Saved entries
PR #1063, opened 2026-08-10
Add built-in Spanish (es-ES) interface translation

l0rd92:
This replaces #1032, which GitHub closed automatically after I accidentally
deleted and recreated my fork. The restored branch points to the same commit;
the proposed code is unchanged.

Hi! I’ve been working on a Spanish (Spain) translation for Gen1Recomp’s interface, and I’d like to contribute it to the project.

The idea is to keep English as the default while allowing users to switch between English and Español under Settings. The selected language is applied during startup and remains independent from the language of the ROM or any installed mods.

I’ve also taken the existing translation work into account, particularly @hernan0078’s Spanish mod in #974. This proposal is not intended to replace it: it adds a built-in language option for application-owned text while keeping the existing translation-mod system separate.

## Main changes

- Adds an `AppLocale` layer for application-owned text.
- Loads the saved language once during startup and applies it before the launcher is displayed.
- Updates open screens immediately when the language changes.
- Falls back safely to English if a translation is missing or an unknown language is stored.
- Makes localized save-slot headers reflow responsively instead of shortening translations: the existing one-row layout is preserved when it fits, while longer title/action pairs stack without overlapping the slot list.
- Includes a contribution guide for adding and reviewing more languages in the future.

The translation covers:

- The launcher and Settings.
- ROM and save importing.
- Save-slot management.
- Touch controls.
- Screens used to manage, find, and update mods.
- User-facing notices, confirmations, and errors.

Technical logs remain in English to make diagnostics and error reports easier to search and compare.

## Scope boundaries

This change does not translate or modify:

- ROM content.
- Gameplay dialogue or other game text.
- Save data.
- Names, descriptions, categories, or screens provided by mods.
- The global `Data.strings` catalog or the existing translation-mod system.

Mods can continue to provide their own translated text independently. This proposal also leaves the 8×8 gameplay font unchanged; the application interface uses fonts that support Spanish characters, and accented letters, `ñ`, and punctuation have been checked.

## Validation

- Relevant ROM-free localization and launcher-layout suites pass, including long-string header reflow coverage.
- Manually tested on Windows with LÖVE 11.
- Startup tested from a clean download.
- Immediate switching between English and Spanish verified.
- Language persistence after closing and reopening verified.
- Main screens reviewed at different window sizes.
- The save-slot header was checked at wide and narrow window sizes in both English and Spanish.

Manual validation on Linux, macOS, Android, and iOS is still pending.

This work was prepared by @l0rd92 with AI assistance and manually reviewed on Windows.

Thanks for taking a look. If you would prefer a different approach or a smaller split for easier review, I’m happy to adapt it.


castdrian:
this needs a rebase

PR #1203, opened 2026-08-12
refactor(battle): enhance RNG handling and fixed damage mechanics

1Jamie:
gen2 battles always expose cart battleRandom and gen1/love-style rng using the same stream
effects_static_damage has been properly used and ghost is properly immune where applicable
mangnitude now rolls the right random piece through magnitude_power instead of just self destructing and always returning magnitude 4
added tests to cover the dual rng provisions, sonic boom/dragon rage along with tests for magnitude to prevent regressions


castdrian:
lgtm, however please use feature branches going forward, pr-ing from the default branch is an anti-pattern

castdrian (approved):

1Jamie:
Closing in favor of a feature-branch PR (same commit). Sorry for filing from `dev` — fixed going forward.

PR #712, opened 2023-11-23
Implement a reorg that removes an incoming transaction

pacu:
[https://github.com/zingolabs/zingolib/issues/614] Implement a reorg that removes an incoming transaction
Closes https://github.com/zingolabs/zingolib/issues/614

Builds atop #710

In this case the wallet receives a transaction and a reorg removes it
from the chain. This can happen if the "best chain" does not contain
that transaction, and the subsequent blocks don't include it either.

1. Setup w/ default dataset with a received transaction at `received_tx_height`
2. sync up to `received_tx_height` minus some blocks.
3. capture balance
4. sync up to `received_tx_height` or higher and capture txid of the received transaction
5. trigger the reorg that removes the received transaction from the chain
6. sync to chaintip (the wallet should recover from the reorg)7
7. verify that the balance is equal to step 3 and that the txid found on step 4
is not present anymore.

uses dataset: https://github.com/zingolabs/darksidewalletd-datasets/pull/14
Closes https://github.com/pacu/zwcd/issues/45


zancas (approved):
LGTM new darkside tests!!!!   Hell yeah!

Work item:
From the first line to the last, output the records word for word.

Exercise solution:
PR #1063, opened 2026-08-10
Add built-in Spanish (es-ES) interface translation

l0rd92:
This replaces #1032, which GitHub closed automatically after I accidentally
deleted and recreated my fork. The restored branch points to the same commit;
the proposed code is unchanged.

Hi! I’ve been working on a Spanish (Spain) translation for Gen1Recomp’s interface, and I’d like to contribute it to the project.

The idea is to keep English as the default while allowing users to switch between English and Español under Settings. The selected language is applied during startup and remains independent from the language of the ROM or any installed mods.

I’ve also taken the existing translation work into account, particularly @hernan0078’s Spanish mod in #974. This proposal is not intended to replace it: it adds a built-in language option for application-owned text while keeping the existing translation-mod system separate.

## Main changes

- Adds an `AppLocale` layer for application-owned text.
- Loads the saved language once during startup and applies it before the launcher is displayed.
- Updates open screens immediately when the language changes.
- Falls back safely to English if a translation is missing or an unknown language is stored.
- Makes localized save-slot headers reflow responsively instead of shortening translations: the existing one-row layout is preserved when it fits, while longer title/action pairs stack without overlapping the slot list.
- Includes a contribution guide for adding and reviewing more languages in the future.

The translation covers:

- The launcher and Settings.
- ROM and save importing.
- Save-slot management.
- Touch controls.
- Screens used to manage, find, and update mods.
- User-facing notices, confirmations, and errors.

Technical logs remain in English to make diagnostics and error reports easier to search and compare.

## Scope boundaries

This change does not translate or modify:

- ROM content.
- Gameplay dialogue or other game text.
- Save data.
- Names, descriptions, categories, or screens provided by mods.
- The global `Data.strings` catalog or the existing translation-mod system.

Mods can continue to provide their own translated text independently. This proposal also leaves the 8×8 gameplay font unchanged; the application interface uses fonts that support Spanish characters, and accented letters, `ñ`, and punctuation have been checked.

## Validation

- Relevant ROM-free localization and launcher-layout suites pass, including long-string header reflow coverage.
- Manually tested on Windows with LÖVE 11.
- Startup tested from a clean download.
- Immediate switching between English and Spanish verified.
- Language persistence after closing and reopening verified.
- Main screens reviewed at different window sizes.
- The save-slot header was checked at wide and narrow window sizes in both English and Spanish.

Manual validation on Linux, macOS, Android, and iOS is still pending.

This work was prepared by @l0rd92 with AI assistance and manually reviewed on Windows.

Thanks for taking a look. If you would prefer a different approach or a smaller split for easier review, I’m happy to adapt it.


castdrian:
this needs a rebase

PR #1203, opened 2026-08-12
refactor(battle): enhance RNG handling and fixed damage mechanics

1Jamie:
gen2 battles always expose cart battleRandom and gen1/love-style rng using the same stream
effects_static_damage has been properly used and ghost is properly immune where applicable
mangnitude now rolls the right random piece through magnitude_power instead of just self destructing and always returning magnitude 4
added tests to cover the dual rng provisions, sonic boom/dragon rage along with tests for magnitude to prevent regressions


castdrian:
lgtm, however please use feature branches going forward, pr-ing from the default branch is an anti-pattern

castdrian (approved):

1Jamie:
Closing in favor of a feature-branch PR (same commit). Sorry for filing from `dev` — fixed going forward.

PR #712, opened 2023-11-23
Implement a reorg that removes an incoming transaction

pacu:
[https://github.com/zingolabs/zingolib/issues/614] Implement a reorg that removes an incoming transaction
Closes https://github.com/zingolabs/zingolib/issues/614

Builds atop #710

In this case the wallet receives a transaction and a reorg removes it
from the chain. This can happen if the "best chain" does not contain
that transaction, and the subsequent blocks don't include it either.

1. Setup w/ default dataset with a received transaction at `received_tx_height`
2. sync up to `received_tx_height` minus some blocks.
3. capture balance
4. sync up to `received_tx_height` or higher and capture txid of the received transaction
5. trigger the reorg that removes the received transaction from the chain
6. sync to chaintip (the wallet should recover from the reorg)7
7. verify that the balance is equal to step 3 and that the txid found on step 4
is not present anymore.

uses dataset: https://github.com/zingolabs/darksidewalletd-datasets/pull/14
Closes https://github.com/pacu/zwcd/issues/45


zancas (approved):
LGTM new darkside tests!!!!   Hell yeah!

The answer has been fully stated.